How to know your staff hates you
Sometimes people are subtle – other times, well, not so much.
Take this parting shot left for the manager of a Vancouver coffee shop.
How damaged must the lines of communication have been if four people, collectively, decided this was the only way to get their point across?
Full story – Mutiny at the cafe.
(Link from flee.com)
Scott!!! How cruel of you to perform social experiments on poor cafe workers. This wasnt expected out of someone who headed the IE team at MSFT. Bad boy.
(Hanging head in shame)
I did some work at a community trust-owned place tearing down old PCs and suchlike and left after a couple of years. I stayed out of office politics to the extent I bothered to acknowledge it, for good and obvious reasons – I wanted to work, not politic.
A couple of years later I ran into one of the others who was still working there, and he informed me that the entire place had written and signed a letter informing the community trust that they did not trust the manager, they did not like him, they refused to work for him.

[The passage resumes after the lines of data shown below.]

PR #67, opened 2015-06-25
Add a module for rotating log files.

SaberUK:
This module allows the automatic rotation of log files which use `strftime` specifiers in the file name.

For example,

     <log method="file" type="*" level="debug" target="%s.log">

### DIFF
--- a/2.0/m_rotatelog.cpp
+++ b/2.0/m_rotatelog.cpp
@@ -1,0 +1,77 @@
+/*
+ * InspIRCd -- Internet Relay Chat Daemon
+ *
+ *   Copyright (C) 2015 Peter Powell <petpow@saberuk.com>
+ *
+ * This file is part of InspIRCd.  InspIRCd is free software: you can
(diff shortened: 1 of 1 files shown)


attilamolnar:
I think this should be named m_logrotate

SaberUK:
Does it really matter?

attilamolnar:
Yes, the system utility doing it is called logrotate so it makes sense to call the mod m_logrotate.

SaberUK:
It isn't at all related to the system utility though other than implementing something which is vaguely similar…

attilamolnar:
Thanks!

pgiblock:
This PR looks like the feature was merged, but I don't see any trace of it in inspircd:master (in past commits or in the current state of the branch.) Was this reverted for some reason? I've been waiting 3 years for this feature. Thanks

SaberUK:
@pgiblock You can install this module using `./modulemanager install m_rotatelog` from the root of the InspIRCd source directory.

PR #69, opened 2015-07-20
IRCv3.2 - Move cap-notify and invite-notify to main repo

AlphaT3ch:
Move cap-notify and invite-notify to main repo


SaberUK:
Yeah, no. These modules are extras for 2.0 and will be integrated in 2.2. They should not be removed from this repository.

PR #71, opened 2015-07-24
Module to command /IRCOPS that print out a list of current online and aways opers

antoniocostacf:
*fix to be used with protocol (raw 249)


attilamolnar:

It can happen. All it takes is enough people sufficiently fed to the back teeth with the boss, a boss insufficiently astute to manage the friction and the people, and someone willing to start the ball rolling.
Wesley: I believe it. I just wonder how effective all this ends up being. Anyone so lost as a manager to let things get so bad is exactly the kind of person who would blame the people who quit for quiting. Know what I mean? I could totally imagine someone saying “look how bad my (former) employees are” rather than even considering taking it as a wake-up call.